*** Opening DATA FOR REVIEW ***

PR #11896, opened 2020-05-21
Prevent use after free of global_engine_lock

t8m:
If buggy application calls engine functions after cleanup of engines
already happened the global_engine_lock will be used although
already freed.

See for example:
https://bugzilla.redhat.com/show_bug.cgi?id=1831086


bernd-edlinger:
Travis failure is unrelated.

bernd-edlinger:
sorry wrong PR.

t8m:
Merged to master and 1.1.1.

*** Closing DATA FOR REVIEW ***

**BRIEF**
Print the records above exactly as they appear.

**RESPONSE**
PR #11896, opened 2020-05-21
Prevent use after free of global_engine_lock

t8m:
If buggy application calls engine functions after cleanup of engines
already happened the global_engine_lock will be used although
already freed.

See for example:
https://bugzilla.redhat.com/show_bug.cgi?id=1831086


bernd-edlinger:
Travis failure is unrelated.

bernd-edlinger:
sorry wrong PR.

t8m:
Merged to master and 1.1.1.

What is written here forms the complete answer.